What is a mental illness?
There is a marked circularity about this (‘a psychiatrist is someone who diagnoses and treats psychiatric disorders’, ‘psychiatric disorders are those conditions which are diagnosed and treated by psychiatrists’). There has been endless controversy about the reliability of psychiatric diagnoses and even whether or not mental illnesses exist at all. It is worth spending a little time on why psychiatric diagnoses are so controversial both because it keeps cropping up and also because the same issues are fundamental to all medicine although rarely as striking.
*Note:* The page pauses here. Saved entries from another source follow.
PR #3121, opened 2020-04-18
linter/scala/metals: Fix return value of GetProjectRoot()

### LINKED ISSUE #3120: Wrong return type for ale_linters#scala#metals#GetProjectRoot()
## Information

**VIM version**

NVIM v0.4.3
Build type: Release

Operating System: macOS 10.15.3

## What went wrong

The function `ale_linters#scala#metals#GetProjectRoot(buffer)` would return `0` whenever an appropriate project root cannot be found.  The correct return value should be an empty string.

## Reproducing the bug

1. Enable Scala metals for ALE
2. Open a file in vim where no `.bloop`, `build.sbt`, `.metals`, `build.sc` are present.

### :ALEInfo

N/A

zoonfafer:
It was returning 0 when it should be returning an empty string.

The `AssertEqual` in the ale docker image is from an old version so it does not
check the types of the arguments.

This is already fixed in https://github.com/junegunn/vader.vim/commit/427fe19104c15066e4c1d5d385076e8e07a0dee8

Closes #3120

### DIFF
--- a/ale_linters/scala/metals.vim
+++ b/ale_linters/scala/metals.vim
@@ -32,6 +32,8 @@ function! ale_linters#scala#metals#GetProjectRoot(buffer) abort
             \)
         endif
     endfor
+
+    return ''
 endfunction
 
 function! ale_linters#scala#metals#GetCommand(buffer) abort


w0rp:
Cheers! :beers:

The subjectivity of diagnosis
The hallmark of the psychiatrist’s trade is the interview. We make our diagnoses (and still conduct much of our treatment) in face-to-face discussions with patients. We take a careful history (as do all doctors) but then, instead of, or sometimes in addition to, conducting a physical examination (feeling the abdomen, taking the pulse, listening through a stethoscope) we conduct what is called a ‘mental state exam’. In this we probe deeper into what is worrying the patient, their mood, way of thinking, etc. Some of this involves simply noting what the patient reports (that they are hearing strange sounds or that they panic every time they think of going out) but some involves us in constructing an understanding of what they are going through using ‘directed empathy’. Directed empathy means actively putting ourselves in their shoes, understanding what they are feeling and thinking, even if they have difficulty in expressing it. For instance we may come to the conclusion that a patient who recounts a series of vindictive acts carried out against them by strangers and friends alike is, in fact, excessively suspicious (paranoid) leading to misinterpretation of common events.
This ability to piece together how other people experience things and what they are feeling is an essential human capacity. Understanding how others see the world from their perspective (often called having ‘a theory of mind’) is so important that its absence, as in Autism or Asperger’s Syndrome, is a profound handicap. Psychiatrists train up this skill and, because of increasing familiarity with the range of disorders, can use it actively to understand the confused and confusing experiences that patients recount to them.
Diagnoses based on a patient’s mental state contain no concrete evidence for the diagnosis – there are no blood tests or x-ray pictures.
A written list of what is said or a detailed description of the behaviour (e.g. the diagnostic criteria for depression) are only part of the process. Psychiatric diagnoses rely on making a judgement about why someone is doing something, not just the observation of what they are doing. Hence the criticism that they are not scientific; they are not ‘objective’. Take the example of an elderly man who is profoundly depressed. He may not say that he is depressed but instead complain of tiredness, aches and pains, poor sleep and feelings of guilt. As he deteriorates he may lie unmoving all day or even not speak at all.
A psychiatrist will probably interpret his immobility as a feature of depression. In doing this (usually supported by the other clues) he hypothesizes that the immobility is a result of despair and hopelessness. There are lots of other possible causes of immobility (or ‘stupor’ in its most extreme form) and the psychiatrist distinguishes depressive stupor from those caused by hormonal or neurological problems by building up a picture of the patient’s mental state, i.e. why he is not moving or communicating.